# hot sauce bad?



## kain (Jun 3, 2007)

I usually eat hot sauce with my food, but I'm on a stick diet so to much hot sauce can be a bad thing for the body?


----------



## Tyrone (Jun 3, 2007)

kain said:
			
		

> I usually eat hot sauce with my food, but I'm on a stick diet so to much hot sauce can be a bad thing for the body?


I'm interested in this as well...I read something about it before but it's been a while...I gotta have me some hot sauce in SoCal...Maybe one of out friends will chime in here


----------



## oldfella (Aug 9, 2007)

Hot sauce is not bad for you! Unless it contains oil. But hot sauce and garlic are good for you. Hot sauce by it's very name is thermogenic and heats you up. This meands you burn more fat. Just pick the brands that do not contain oils or too much sugar and enjoy!


----------



## ASHOP (Sep 19, 2007)

kain said:
			
		

> I usually eat hot sauce with my food, but I'm on a stick diet so to much hot sauce can be a bad thing for the body?

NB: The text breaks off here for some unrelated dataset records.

PR #132, opened 2016-02-12
Fix export

esteve:
Only export library if installing.

### DIFF
--- a/rosidl_typesupport_connext_c/cmake/rosidl_typesupport_connext_c_generate_interfaces.cmake
+++ b/rosidl_typesupport_connext_c/cmake/rosidl_typesupport_connext_c_generate_interfaces.cmake
@@ -245,14 +245,19 @@ if(NOT rosidl_generate_interfaces_SKIP_INSTALL)
     )
   endif()
 
+  if(
+    NOT "${_generated_msg_files}${_generated_external_msg_files} " STREQUAL " " OR
+    NOT "${_generated_srv_files}${_generated_external_srv_files} " STREQUAL " "
+  )
+    ament_export_include_directories(include)
+  endif()
+
   install(
     TARGETS ${rosidl_generate_interfaces_TARGET}${_target_suffix}
     ARCHIVE DESTINATION lib
     LIBRARY DESTINATION lib
     RUNTIME DESTINATION bin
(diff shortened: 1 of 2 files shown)


esteve:
CI:

http://ci.ros2.org/job/ci_linux/965/
http://ci.ros2.org/job/ci_osx/804/
http://ci.ros2.org/job/ci_windows/1057/

esteve:
Retriggered Windows because of a filesystem error:

http://ci.ros2.org/job/ci_windows/1058/

dirk-thomas:
The include directories should also not been exported when none are installed.

esteve:
@dirk-thomas done: https://github.com/ros2/rmw_connext/commit/ada700f5363d2b97c2dd9efa4469758cccefeed0

wjwwood:
Same comment as https://github.com/ros2/rmw_opensplice/pull/113, I think we could consider these for merging now. +1

rosidl_typesupport_connext_c/cmake/rosidl_typesupport_connext_c_generate_interfaces.cmake
```diff
@@ -251,8 +251,14 @@ if(NOT rosidl_generate_interfaces_SKIP_INSTALL)
...
-ament_export_libraries(${rosidl_generate_interfaces_TARGET}${_target_suffix} ${Connext_LIBRARIES})
+  ament_export_libraries(${rosidl_generate_interfaces_TARGET}${_target_suffix} ${Connext_LIBRARIES})
 
-ament_export_include_directories(include)
+  if(
+    NOT "${_generated_msg_files}${_generated_external_msg_files} " STREQUAL " " OR
+    NOT "${_generated_srv_files}${_generated_external_srv_files} " STREQUAL " "
+  )
+    ament_export_include_directories(include)
+  endif()
```
dirk-thomas: If this block would be be moved directly under the corresponding install calls it would be easier to understand the logic.

Same below.

esteve: I moved this block right after the install call for the generated msg and srv files.

PR #133, opened 2016-02-12
Select between introspection_c and introspection_cpp

jacquelinekay:
These changes are necessary to use rcl with Connext Dynamic.

### DIFF
--- a/rmw_connext_dynamic_cpp/CMakeLists.txt
+++ b/rmw_connext_dynamic_cpp/CMakeLists.txt
@@ -23,10 +23,11 @@ if(NOT Connext_FOUND OR CONNEXT_DYNAMIC_DISABLE)
   return()
 endif()
 
+find_package(rosidl_typesupport_introspection_c)
 find_package(rosidl_typesupport_introspection_cpp)
-if(NOT rosidl_typesupport_introspection_cpp_FOUND)
+if(NOT rosidl_typesupport_introspection_c_FOUND AND NOT rosidl_typesupport_introspection_cpp_FOUND)
   ament_package()
-  message(WARNING "Could not find ROSIDL TypeSupport for Connext (rosidl_typesupport_introspection_cpp) - skipping '${PROJECT_NAME}'")
+  message(WARNING "Could not find ROSIDL TypeSupport for Connext (rosidl_typesupport_introspection_c|cpp) - skipping '${PROJECT_NAME}'")
   return()
 endif()
 
@@ -45,6 +46,7 @@ register_rmw_implementation("rosidl_typesupport_introspection_c;rosidl_typesuppo
 
 add_library(rmw_connext_dynamic_cpp SHARED src/functions.cpp)
 ament_target_dependencies(rmw_connext_dynamic_cpp
+  "rosidl_typesupport_introspection_c"
   "rosidl_typesupport_introspection_cpp"
   "rmw"
   "rmw_connext_shared_cpp"
--- a/rmw_connext_dynamic_cpp/src/functions.cpp
+++ b/rmw_connext_dynamic_cpp/src/functions.cpp
@@ -48,6 +48,9 @@
 // is in the include/rosidl_typesupport_connext_cpp/impl folder.
 #include "rosidl_generator_cpp/message_type_support.hpp"
 
+#include "rosidl_generator_c/string.h"
+#include "rosidl_generator_c/string_functions.h"
+
 #include "rmw/impl/cpp/macros.hpp"
 
 #include "rosidl_typesupport_introspection_cpp/field_types.hpp"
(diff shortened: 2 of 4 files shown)


rmw_connext_dynamic_cpp/CMakeLists.txt
```diff
@@ -23,10 +23,11 @@ if(NOT Connext_FOUND OR CONNEXT_DYNAMIC_DISABLE)
   return()
 endif()
 
+find_package(rosidl_typesupport_introspection_c)
 find_package(rosidl_typesupport_introspection_cpp)
-if(NOT rosidl_typesupport_introspection_cpp_FOUND)
+if(NOT rosidl_typesupport_introspection_cpp_FOUND AND NOT rosidl_typesupport_introspection_c)
```
dirk-thomas: Lacks `_FOUND` suffix?

wjwwood:
screen shot 2016-02-12 at 2 41 40 pm

lol

jacquelinekay:
That's how we roll.

jacquelinekay:
I'm starting CI for this to see that it doesn't break anything.

http://ci.ros2.org/job/ci_linux/978
http://ci.ros2.org/job/ci_osx/813
http://ci.ros2.org/job/ci_windows/1064 (I think)

I haven't tested this with C yet though. I'll make a differently named branch to enable building rcl for Connext Dynamic.

jacquelinekay:
Alright, I fixed some stuff with strings and started a branch in rcl that enables the dynamic test again.

http://ci.ros2.org/job/ci_linux/982

jacquelinekay:
I made some style fixes, relaunched with only Connext Dynamic enabled (hope that works).

http://ci.ros2.org/job/ci_linux/983/

jacquelinekay:
http://ci.ros2.org/job/ci_linux/994
http://ci.ros2.org/job/ci_osx/823/
http://ci.ros2.org/job/ci_windows/1074

jacquelinekay:
Fixed a warning on OSX and Windows.

http://ci.ros2.org/job/ci_osx/827/

I think the failed tests on Windows also appear on the nightly build. I think we should fix those failures before merging this, but we should start review on this now.

I separated the new macros into a macros.hpp file so that the diff isn't impossible to view in the browser.

rmw_connext_dynamic_cpp/src/functions.cpp
```diff
@@ -56,17 +59,45 @@
...
-  const std::string & sep)
+  const void * untyped_members,
+  const std::string & sep,
+  const char * typesupport)
 {
+  std::string package_name, message_name;
+  if (using_introspection_c_typesupport(typesupport)) {
+    CREATE_TYPENAME_PREFIX(INTROSPECTION_C_TYPE)
+  } else if (using_introspection_cpp_typesupport(typesupport)) {
+    CREATE_TYPENAME_PREFIX(INTROSPECTION_CPP_TYPE)
```
dirk-thomas: Since both macros have the code to access the fields of `members` in common I would suggest to let the macro only define the `members` variable and continue to handle accessing the fields `package_name_` and `message_name_` outside.

dirk-thomas: Then the macro could also be renamed to something like `GET_TYPED_MEMBERS`.

rmw_connext_dynamic_cpp/src/functions.cpp
```diff
@@ -188,165 +225,17 @@ DDS_TypeCode * create_type_code(
...
-      RMW_SET_ERROR_MSG("failed to get primitive typecode");
-      goto fail;
-    }
-    type_code->add_member("_dummy", DDS_TYPECODE_MEMBER_ID_INVALID,
-      member_type_code,
-      DDS_TYPECODE_NONKEY_REQUIRED_MEMBER, ex);
-    if (ex != DDS_NO_EXCEPTION_CODE) {
-      RMW_SET_ERROR_MSG("failed to add member");
-      goto fail;
-    }
```
dirk-thomas: Since moving such big blocks of code makes it very difficult to review code changes I would suggest to have a separate commit (which doesn't get squashed) which only moves the code from the one location to the new location (without changing it). Then this specific commit can be ignored after a short glance.

rmw_connext_dynamic_cpp/src/functions.cpp
```diff
@@ -878,7 +762,59 @@ rmw_destroy_publisher(rmw_node_t * node, rmw_publisher_t * publisher)
...
+      DDS_ReturnCode_t status = dynamic_data->METHOD_NAME( \
+        NULL, \
+        static_cast<DDS_DynamicDataMemberId>(i + 1), \
+        value->data); \
+      if (status != DDS_RETCODE_OK) { \
+        RMW_SET_ERROR_MSG("failed to set value using " #METHOD_NAME); \
+        return false; \
+      } \
+    } \
+  }
```
dirk-thomas: Since this is a block of pretty complicated code how is this different to `SET_CPP_STRING_VALUE`?

jacquelinekay:
After some thought I created a branch with a different approach that is more concise than this one (although I'm still not sure if it's the best):

https://github.com/ros2/rmw_connext/compare/introspection_template

Unfortunately I'm running into a compile error that I can't quite figure out, due to 7e8232e. Looks like feature isn't going to make it into this release, if the pull request in the current state is stylistically unacceptable.

wjwwood:
@jacquelinekay thanks for trying to get it in. If you need someone to review it, then I can lend a hand after the alpha. We can try to get it merged asap after the release.

jacquelinekay:
alright, I took a pretty different approach that is more concise and I reset this branch to reflect it. (the old approach is still around, in https://github.com/ros2/rmw_connext/compare/introspection_cpp_old)

http://ci.ros2.org/job/ci_linux/1020/
http://ci.ros2.org/job/ci_osx/846/
http://ci.ros2.org/job/ci_windows/1087/

rmw_connext_dynamic_cpp/src/functions.cpp
```diff
@@ -56,19 +59,112 @@
...
+
 #include "rmw_connext_shared_cpp/shared_functions.hpp"
 #include "rmw_connext_shared_cpp/types.hpp"
 
+#include "macros.hpp"
+
+
+bool using_introspection_c_typesupport(const char * typesupport_identifier)
+{
+  return strcmp(typesupport_identifier, rosidl_typesupport_introspection_c__identifier) == 0;
```
dirk-thomas: The should not use string comparison since it is a pretty expensive operation. See the previously used macro: https://github.com/ros2/rmw/blob/55254b66ddb0f7c5ff8f05fb8c0c60378fb3b2da/rmw/include/rmw/impl/cpp/macros.hpp#L70

Same below.

rmw_connext_dynamic_cpp/src/functions.cpp
```diff
@@ -56,19 +59,112 @@
...
 inline std::string
 _create_type_name(
-  const rosidl_typesupport_introspection_cpp::MessageMembers * members,
+  const void * untyped_members,
   const std::string & sep)
 {
+  auto members = static_cast<const MembersType *>(untyped_members);
+  if (!members) {
+    RMW_SET_ERROR_MSG("members handle is null");
+    return NULL;
```
dirk-thomas: Doesn't fit the return type.

rmw_connext_dynamic_cpp/src/functions.cpp
```diff
@@ -56,19 +59,112 @@
...
+  const char * typesupport)
+{
+  if (using_introspection_c_typesupport(typesupport)) {
+    return _create_type_name<rosidl_typesupport_introspection_c__MessageMembers>(untyped_members,
+             sep);
+  } else if (using_introspection_cpp_typesupport(typesupport)) {
+    return _create_type_name<rosidl_typesupport_introspection_cpp::MessageMembers>(untyped_members,
+             sep);
+  }
+  RMW_SET_ERROR_MSG("service members handle is null");
```
dirk-thomas: The error message doesn't match the error case.

rmw_connext_dynamic_cpp/src/functions.cpp
```diff
@@ -439,14 +473,20 @@ rmw_create_publisher(
   DDSDynamicDataWriter * dynamic_writer = nullptr;
   DDS_DynamicData * dynamic_data = nullptr;
   CustomPublisherInfo * custom_publisher_info = nullptr;
+
+  std::string type_name = _create_type_name(type_support->data, "msg",
+      type_support->typesupport_identifier);
+
   // Start initializing elements.
+
```
dirk-thomas: Please avoid unrelated white space changes.

rmw_connext_dynamic_cpp/src/functions.cpp
```diff
@@ -1210,6 +1179,8 @@ rmw_create_subscription(
   DDS_DataReaderQos datareader_qos;
   DDS_DynamicData * dynamic_data = nullptr;
   CustomSubscriberInfo * custom_subscriber_info = nullptr;
+
+
```
dirk-thomas: Please avoid unrelated whitespace changes.

rmw_connext_dynamic_cpp/src/functions.cpp
```diff
@@ -2165,6 +2033,40 @@ rmw_create_client(
...
+  std::string request_type_name;
+  std::string response_type_name;
+  const void * untyped_request_members;
+  const void * untyped_response_members;
+
+  DDS_DomainParticipantQos participant_qos;
+  DDS_ReturnCode_t status = participant->get_qos(participant_qos);
+  if (status != DDS_RETCODE_OK) {
+    RMW_SET_ERROR_MSG("failed to get participant qos");
+    return NULL;
```
dirk-thomas: Since this part return early it can stay above all the other variable declarations. No need to move it down.

rmw_connext_dynamic_cpp/src/functions.cpp
```diff
@@ -2455,7 +2347,8 @@ rmw_send_request(
   DDS::WriteParams_t writeParams;
   connext::WriteSampleRef<DDS::DynamicData> request(*sample, writeParams);
 
-  bool published = _publish(sample, ros_request, client_info->request_members_);
+  bool published = _publish(sample, ros_request, client_info->untyped_request_members_,
```
dirk-thomas: Please wrap after open parenthesis if any of the arguments is wrapped later.

rmw_connext_dynamic_cpp/src/functions.cpp
```diff
@@ -2165,6 +2033,40 @@ rmw_create_client(
...
+      type_support->typesupport_identifier);
+  response_type_name = _create_type_name(untyped_response_members, "srv",
+      type_support->typesupport_identifier);
+
+  request_type_code = _create_type_code(request_type_name, untyped_request_members,
+      type_support->typesupport_identifier);
+  if (!request_type_code) {
+    // error string was set within the function
+    goto fail;
+  }
```
dirk-thomas: While this generic error condition works the error message will be less specific (just mentioning that some members are null without specifying which one).

Same below.

dirk-thomas:
To simplify the code further I think there should be only one list of field types (in C) and C++ should use the same constant.

The C++ part could still define "nicer" constants in a namespace (based on the C constants) but the rmw impl. would only need to deal with the C constants.

dirk-thomas:
Overall this looks much nicer then the previous branch.

rmw_connext_dynamic_cpp/src/functions.cpp
jacquelinekay: everything here is a const char *, so using the equality operator should be okay.

jacquelinekay:
I agree that the C/C++ introspection APIs should share some types; I see no reason why they need separate definitions--that was the most frustrating thing about making this change...

I suppose the current scheme is better if we wanted to avoid a dependency of rosidl_typesupport_introspection_cpp on rosidl_typesupport_introspection_c, but I think most dynamic RMW implementations will want to support both C and C++ introspection and will therefore depend on both packages. So introducing a dependency between the two introspection packages is not a big deal.

jacquelinekay:
Oh, I understand now, changes to the introspection packages aren't necessarily needed, I believe the field type enums from either package can be used in the switch statements that I currently have macros for.

jacquelinekay:
I realized why sharing the enum definitions would be nice to have. ros2/rosidl#94

rmw_connext_dynamic_cpp/src/functions.cpp
jacquelinekay: I actually think this return type is OK. The return type of this function is a pointer and on an error it returns a null pointer.

dirk-thomas: I was reading its supposed to return a string. No idea why. Looks good as it is. Sorry for the noise.

jacquelinekay:
CI for the new approach, with only connext dynamic enabled.

http://ci.ros2.org/job/ci_linux/1029
http://ci.ros2.org/job/ci_osx/848/
http://ci.ros2.org/job/ci_windows/1088/

esteve:
+1

jacquelinekay:
Since @esteve gave his +1 I'll merge these PRs today unless there are any objections.

esteve:
:fireworks: :tada: :balloon:

Issue #63, opened 2015-07-29
[rmw_connext_dynamic] fix cleanup functions


dirk-thomas:
In #45 various clean up functions have been introduced. In various tests (e.g. in `test_rclcpp`) these functions print error messages:

```
Error in destruction of rmw publisher handle: failed to delete contained entities for publisher, at ...
Error in destruction of rmw subscription handle: failed to delete subscriber, at ...
```

wjwwood:
I guess I didn't notice the output of the tests since they were passing. I would expect that to cause a failure (return code != 0 or exception) since those messages occur the `rmw_*_destroy` functions. Probably they're being checked in a C++ destructor and being printed to the screen rather than throwing to avoid throwing in a destructor.

jacquelinekay:
I'm running into an issue where a test case that initializes services/clients in a gtest with prior cases with pub/sub does not send any messages. This may be related, so I'm going to investigate cleanup issues in rmw and see if it helps.

dirk-thomas:
Furthermore the Connext typesupport  does currently not provide any destroy functions for servers / clients.

clalancette:
Closing, since with Foxy now being [End-of-Life](https://discourse.ros.org/t/new-packages-for-foxy-fitzroy-2023-06-20/32039), this repository is no longer used.

PR #134, opened 2016-02-13
fix dynamic client

dirk-thomas:
While this disables some cleanup it makes ros2/rclcpp#192 pass. Since rmw_connext (static) does not implement any server / client destroy functionality I just added a todo for this case. I also added a comment for this in the existing ticket: ros2/rmw_connext#63

* http://ci.ros2.org/job/ci_linux/981/
* http://ci.ros2.org/job/ci_osx/815/

### DIFF
--- a/rmw_connext_dynamic_cpp/src/functions.cpp
+++ b/rmw_connext_dynamic_cpp/src/functions.cpp
@@ -2192,7 +2192,7 @@ rmw_create_client(
   buf = nullptr;  // Only free the casted pointer; don't need the buf pointer anymore.
 
   response_type_code = create_type_code(response_type_name, response_members, participant_qos);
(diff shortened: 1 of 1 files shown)


tfoote:
This looks a bit hacky but if it gets the unit tests passing and we've ticketed the fixes I guess it's ok.

gerkey:
Were you able to determine whether this change leaks memory when service clients are repeatedly created and destroyed?

Also, what's the reason for taking out the qos arg?

dirk-thomas:
I am pretty sure that it will not free the memory. I can't tell of the participant would clean it up at the end though.

The `create_type_code` functions simply doesn't use the argument. So no need to pass it.

gerkey:
Good enough, at least for now. +1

just dont go crazy with it,,,should be fine for taste


----------



## Elvia1023 (May 11, 2008)

Hot sauce will speed up your metabolic rate. Like the above says just don't have loads of the stuff. It's what I usually use to add to flavour to my chicken. Usually I marinade it with a mixture of hot sauce (tiny bit), lemon juice and thyme.


----------